Тофана осмотрелась, и взгляд ее остановился на вазе с прекрасным букетом живых цветов – парфюмер не забыл украсить комнату своей новой гостьи.
– Вот это годится! – воскликнула она, выбрав одну из самых красивых роз, и пролила в бутон пару капель содержащейся во флаконе жидкости.
Тотчас же на одном из лепестков образовалось фиолетовое пятнышко, но столь крошечное, что едва было заметно.
В это мгновение, неся бутылку и два серебряных кубка, вошла Фаретта. Бедняжка! Она выглядела такой взволнованной! Взволнованной оттого, что ее разбудили посреди ночи, и в особенности потому, что разбудили ее по приказу самой королевы.
Взволнованной, но радостной!
– Королева, которой я сообщил, что ты уходишь, желает сделать тебе свадебный подарок! – сказал ей хозяин.
Бедняжка! Она была отнюдь не красива, скорее даже уродлива. Но она была молода – лет восемнадцать-девятнадцать, не больше, – и свежа, как только что распустившийся пион.
Неужели эта молодость, невинность, свежесть не обезоружили этих двух чудовищ, Екатерину Медичи и ее новую союзницу, Тофану?
Нет! Речь ведь шла об опыте in anima vili, опыте, производимом над низкой душонкой, ничтожном существом; на эту девчушку они смотрели не иначе, как ученые на собаку, кошку или лягушку, коих мучают во имя науки!
Они испытывали не больше угрызений совести, чем Карл IX утром, когда перерезал охотничьим ножом горло ни в чем не повинному ослу.
– Добрый вечер, Фаретта! – воскликнула королева-мать. – Я слышала, ты хочешь покинуть нас? Выходишь замуж, моя милая?
– Госпожа королева… – пробормотала крестьянка.
– Полно стыдиться, девочка моя! Выходить замуж не дурно, а напротив, весьма похвально! Лучше рожать красивых мальчиков, которые затем станут солдатами короля, моего сына, чем быть кухаркой! Ха-ха!

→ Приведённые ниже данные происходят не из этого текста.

PR #255, opened 2021-10-21
fix env variables as per changes in the otel spec

vvydier:
1. Changed the env variable to OTEL_RESOURCE_ATTRIBUTES as per the spec https://github.com/open-telemetry/opentelemetry-specification/blob/main/specification/resource/sdk.md#specifying-resource-information-via-an-environment-variable
2. Changing the environment variables to TRACEPARENT and TRACESTATE for inter-process propagation https://github.com/open-telemetry/opentelemetry-specification/issues/74


bryce-b:
the link for `TRACEPARENT` & `TRACESTATE` goes to a git ignore update pr. can you link the intended spec doc? I was having issues finding it

PR #270, opened 2021-11-03
Fix URLSessionInstrumentation concurrent network requests

nachoBonafonte:
URLSessionInstrumentation was not reporting concurrent network requests

The task identifier was being set out of the callback implementation so it was being reused, if the session tried to send concurrent requests, only the first one was being reported.


danielqsj (approved):
/lgtm

SergeyKanzhelev (approved):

Веселая была дама, эта Екатерина Медичи! Брантом, историк, живший при ее дворе, говорил о ней: «Она всегда охотно смеялась, от природы была жизнерадостна и никогда не лезла за словом в карман».
– Вот, держи, дарю тебе это за то, что потревожила твой сон, – добавила Екатерина, снимая с себя массивную золотую цепь и надевая ее на шею служанке. – Надеюсь, ты на меня больше не сердишься?

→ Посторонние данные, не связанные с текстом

PR #273, opened 2021-11-04
Implement ForceFlush spec adding a timeout parameter.

### LINKED ISSUE #186: Implement ForceFlush spec in built-in Span processors
As specified here:
[https://github.com/open-telemetry/opentelemetry-specification/blob/main/specification/trace/sdk.md#forceflush-1](https://github.com/open-telemetry/opentelemetry-specification/blob/main/specification/trace/sdk.md#forceflush-1)

Missing implementing a timeout in the protocol, and return if success. Do not break existing API, and add deprecation notice.

Also Exporters `forceFlush` are missing timeout parameter

nachoBonafonte:
This parameter takes effect only in BatchSpanProcessor built-in processors

Fixes #186


Sources/OpenTelemetrySdk/Trace/SpanProcessor.swift
```diff
@@ -33,5 +33,12 @@ public protocol SpanProcessor {
 
     /// Processes all span events that have not yet been processed.
     /// This method is executed synchronously on the calling thread
-    func forceFlush()
+    func forceFlush(timeout: TimeInterval?)
```
SergeyKanzhelev, line 36: should the new argument be documented? Specifically, end users will appreciate some information on what does zero timeout means and how to make it infinite

Sources/OpenTelemetrySdk/Trace/SpanProcessors/BatchSpanProcessor.swift
```diff
@@ -109,33 +109,33 @@ private class BatchWorker: Thread {
...
-    private func exportBatch(spanList: [ReadableSpan]) {
+    private func exportBatch(spanList: [ReadableSpan], explicitTimeout: TimeInterval?) {
         let exportOperation = BlockOperation { [weak self] in
             self?.exportAction(spanList: spanList)
         }
         let timeoutTimer = DispatchSource.makeTimerSource(queue: DispatchQueue.global())
-        timeoutTimer.setEventHandler{ exportOperation.cancel() }
-        timeoutTimer.schedule(deadline: .now() + .milliseconds(Int(exportTimeout.toMilliseconds)), leeway: .milliseconds(1))
+        timeoutTimer.setEventHandler { exportOperation.cancel() }
+        timeoutTimer.schedule(deadline: .now() + .milliseconds(Int(explicitTimeout?.toMilliseconds ?? exportTimeout.toMilliseconds)), leeway: .milliseconds(1))
```
SergeyKanzhelev, line 138: is timeout that is higher than exportTimoue make sense?

Sources/OpenTelemetrySdk/Trace/SpanProcessor.swift
nachoBonafonte: Of course it should, added

Sources/OpenTelemetrySdk/Trace/SpanProcessors/BatchSpanProcessor.swift
nachoBonafonte: Yes, it really doesn't make much sense, it will use the lower of them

– О, госпожа королева!.. Госпожа королева!.. Спасибо! – воскликнула девушка, опускаясь на колени.
Тофана смотрела на нее с притворной снисходительностью.
– Вы очень любите вашего будущего мужа, дитя мое? – спросила она.

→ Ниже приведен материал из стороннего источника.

PR #276, opened 2021-11-09
Update Resource Values with Semantic Attributes

### LINKED ISSUE #274: Implement new resource values
The latest resource spec has some new attributes we'll need to capture. Enumerated here: 
https://github.com/open-telemetry/opentelemetry-swift/pull/272/files#diff-134eba6eef75f0deb4895f6658ee2f4e83d08921a0483fa14bb92a6cc84049ddR250

Sherlouk:
* Added extra parameters to resource attributes, as per the updated spec.
* Fixed bug where enum values were not public, and thus could not be used by clients.
* Addressed misuse of OS "type" which, as per spec, MUST be of type "darwin" for our clients.
* Used ResourceAttributes enum values, where possible, to avoid future bugs.
* Replaced use of hostId with the now correct deviceId.

Closes #274.

### DIFF
--- a/Sources/OpenTelemetrySdk/Resources/ResourceAttributes.swift
+++ b/Sources/OpenTelemetrySdk/Resources/ResourceAttributes.swift
@@ -936,19 +936,19 @@ public enum ResourceAttributes: String {
         /**
         Alibaba Cloud.
         */
-        static let alibabaCloud = CloudProviderValues("alibaba_cloud")
+        public static let alibabaCloud = CloudProviderValues("alibaba_cloud")
         /**
         Amazon Web Services.
         */
-        static let aws = CloudProviderValues("aws")
+        public static let aws = CloudProviderValues("aws")
         /**
         Microsoft Azure.
         */
-        static let azure = CloudProviderValues("azure")
+        public static let azure = CloudProviderValues("azure")
         /**
         Google Cloud Platform.
         */
-        static let gcp = CloudProviderValues("gcp")
+        public static let gcp = CloudProviderValues("gcp")
 
         internal let value: String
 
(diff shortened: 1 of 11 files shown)


Sources/OpenTelemetrySdk/Resources/ResourceAttributes.swift
```diff
@@ -1170,48 +1170,47 @@ public enum ResourceAttributes: String {
...
-        static let webjs = TelemetrySdkLanguageValues("webjs")
+        public static let webjs = TelemetrySdkLanguageValues("webjs")
         /**
-         swift.
-         */
-        static let swift = TelemetrySdkLanguageValues("swift")
-
+        swift.
+        */
+        public static let swift = TelemetrySdkLanguageValues("swift")
```
Sherlouk, line 1213: It's worth noting that this is something that we have added to the attributes file ourselves. If you regenerate, it will go.

Now that I'm using this value within the resource attributes, at least our tests will fail though so we should be reminded to add it back manually.

Sherlouk (commented):
This **could** be perceived as a breaking change as we are no longer sending some values which users may be relying on. It's very nuanced though.

For example, we now send `device.model.id` instead of `device.model`. Or how `os.type` has changed from "iOS" to "darwin" as per the specification.

I don't think we need to be that worried right now, but interested what others think.

Sources/OpenTelemetrySdk/Resources/ResourceAttributes.swift
nachoBonafonte: Yes, I also added it to the spec and it has been merged since then, so when the spec version is updated the value will be automatically generated

nachoBonafonte (approved):

nachoBonafonte:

– О! Да, сударыня! – ответила молодая нормандка, краснея.
– Как его зовут?
– Венсан Дори.
– Венсан Дори! Что ж, с позволения ее величества, я тоже хочу кое-что вам подарить. Видите эту розу… Я произнесла над ней магическое заклинание… Когда ляжете спать, прижмите эту розу к груди, к самому сердцу.
– И что же скажет моему сердцу эта роза, госпожа? – наивно вопросила Фаретта, осторожно принимая отравленный цветок из рук Тофаны.
– Она скажет вам, любит ли вас господин Венсан Дори так же сильно, как вы его, и будет ли он вам постоянно верен!
– Да? О! Тогда… могу я идти, госпожа королева, чтобы послушать розу? Я вам больше не нужна?
– Нет, нет! Ступай, дитя мое! Желаю тебе спокойной ночи!.. Ступай!